What you have to do: Copy, from the material below, each line where "checked" shows up.

Listed records:
PR #119, opened 2021-07-29
Feature/email templates

SandeepSF461:
Email templates.


atlasjen (changes requested):
HI Sandeep. I am testing from w/in salesforce itself, going to Lead or Contacts, choosing New Email and then choosing to apply a template.

The templates all come up and so does the wording.
Populating names:
-the person's name populates in Lead but it does not in Contact

I have some minor wordsmithing changes I can do but that is the main thing I see at first.

One thing that is interesting. In Lead, when I click on email, it brings this up w/ the person's name included already:
image

However, in contact it does not.  I expect that might be part of the issue. thoughts?
image

SandeepSF461:
Hi Jen, So from our last call you have mentioned this email's are intended from leads so whenever you are sending these emails to leads it would automatically bring their name into the template as it is appended with "Hi {lead.firstname} ". But I have not included the contact name. 

Again correct me if I am wrong. I am happy to go back and change. Let me know jen.

atlasjen:
> Hi Jen, So from our last call you have mentioned this email's are intended from leads so whenever you are sending these emails to leads it would automatically bring their name into the template as it is appended with "Hi {lead.firstname} ". But I have not included the contact name.
> 
> Again correct me if I am wrong. I am happy to go back and change. Let me know jen.

relooked at these all.. and you are right.. these all will be leads. I wasn't sure if the teams set in motion one might be a contact..  let's see if that could also apply for contacts.

atlasjen:
> > Hi Jen, So from our last call you have mentioned this email's are intended from leads so whenever you are sending these emails to leads it would automatically bring their name into the template as it is appended with "Hi {lead.firstname} ". But I have not included the contact name.
> > Again correct me if I am wrong. I am happy to go back and change. Let me know jen.
> 
> relooked at these all.. and you are right.. these all will be leads. I wasn't sure if the teams set in motion one might be a contact.. let's see if that could also apply for contacts.

ok.. post feedback from sandeep that it needs to be Lead or Contact, we are sticking w/ Lead.

PR #123, opened 2021-08-03
file upload new Cmp

kaurarjinder:
# Critical Changes. - New component to upload file

# Changes - new picklist fields to content version

# Issues Closed


atlasjen (changes requested):
Hi Arjinder
A couple of things
1. can you fix the typo on the component name? it is presently "documetUploadCmp". vs "documentUploadCmp" in a few file names
2. How do i see this so I can test? Can you add it to the "AtlasContactLayout"  under Contact?
3. you asked about delete capability. yes, we def do want to be able to see and delete files once uploaded.

atlasjen:
hi Arjinder. Nice progress.
Still on the todo
1. fix the typo in the component name itself to "documetUploadCmp". vs "documentUploadCmp
2. delete works, but it doesn't seem to auto refresh to remove it. I got the modal saying success but had to then refresh again.. can we control that?
3. In the dialog 
- Change "Position Files" to "Position" in the Upload files dialog 
- fix the values in the user type picklist (remove "Status" from each) and go ahead and remove "Lead Facilitator" that is the same as facilitator for files.
- can you make the vertical size bigger so by default all items show so you don't have to scroll w/ the drop down?
image

4.I looked through the file types. 
- On the client one, change "veteran paperwork if applicable" to "Veteran Paperwork"
image
-On the trainer (and same on the Team Facilitator )one, Please capitalize the L in letter and change the last one to "Trainer Infraction Notice"
image

thanks!!!

PR #128, opened 2021-08-08
Feature/95 expected completion

### LINKED ISSUE #95: tasks based on Program Assignment dates
We have the optional field "ExpectedCompletion__c" let's make that required.
Can we have some default values based on type of program?

Program | Duration (months)
------------ | -------------
Volunteer | 0.5
Team Facilitator | 4
Trainer | 9
Client | 6
Teams Set in Motion Client | 6
Sweet Snoopers Trainer | 4

then, we would want to have a task go on Molly (overall program admin )
that if we are w/in 1 month of the above, a task is assigned to check on their status [for volunteer, maybe we check in after 1 week]
As we add more people monitoring folks, i could see these getting assigned to diff admin volunteers dep on the program. for now we can make it simple and be just to the main program admin

deb761:
# Changes

Created trigger to fill in expected completion date
Created custom metadata to contain program durations
Created queue group to notify of expected completion
Created scheduled apex class to create notification tasks

# Issues Closed
#95


atlasjen (changes requested):
Looks like getting null pointer trying to access progAssign.AssignedDate_c... 
image

deb761:
We were missing the duration for Volunteer.  Added a check to set duration to 0 if the duration for the program was missing.

atlasjen:
merging. issue is resolved. we should add duration for the volunteer program length. i think we said 2 weeks.

PR #154, opened 2021-11-01
Go back to direct references in log object

deb761:
This is simpler, and makes sure we have the one-to-many relationship for client, submitter, and facilitator

# Critical Changes

Removed ContactLog object and and extra LWC

# Changes

1. Updated LWC for relatedLogs and logForm.
2. Shortened method names in LogController
3. Wrote unit tests for LogController

# Issues Closed


atlasjen:
just reviewing. works better than the old one on devint! :)
There are some kinks in New and Edit related to the checkboxes for role. 

for example

1. If I click Edit, then the checkbox that was shown for Role isn't checked
2. On a given log someone would be a client a submitter or a TF, not all of the above. Would that make it easier w the logic of what to show? Right now to see all of the client options from the form for example, it seems i have to check Client and TF.
3. I can do more testing.. let me know thoughts on the multiselect implementation before i go to far. I want to make sure i understand your implementation first.

deb761:
Yes, the checkboxes are a problem.  I considered not having them at all and just showing all the fields.  Anyway, the idea is that the contact id would be assigned to the checked roles, but I'm not filling in the roles on edit since it would require loading in the record first, or getting the role list from the related logs.  Mmm.  That's an idea.

atlasjen:
merging w/ known issues on "new" form.

PR #156, opened 2021-12-05
Bug/related objects

### LINKED ISSUE #89: background check object and process- backend
**OBJECT**
We want to be able to track when a background check was requested and then the date we entered it was completed.. this lets us have a way to have a reminder if it was requested but not completed. I would assume we use the system default created date for the request date. 

1. Change "date" field to "completed date".

2. Change Result to Status and add "Pending"

3. Allow attaching file to the BackgroundCheck object. (Update fileUpload).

Your solution:
1. If I click Edit, then the checkbox that was shown for Role isn't checked
Yes, the checkboxes are a problem.  I considered not having them at all and just showing all the fields.  Anyway, the idea is that the contact id would be assigned to the checked roles, but I'm not filling in the roles on edit since it would require loading in the record first, or getting the role list from the related logs.  Mmm.  That's an idea.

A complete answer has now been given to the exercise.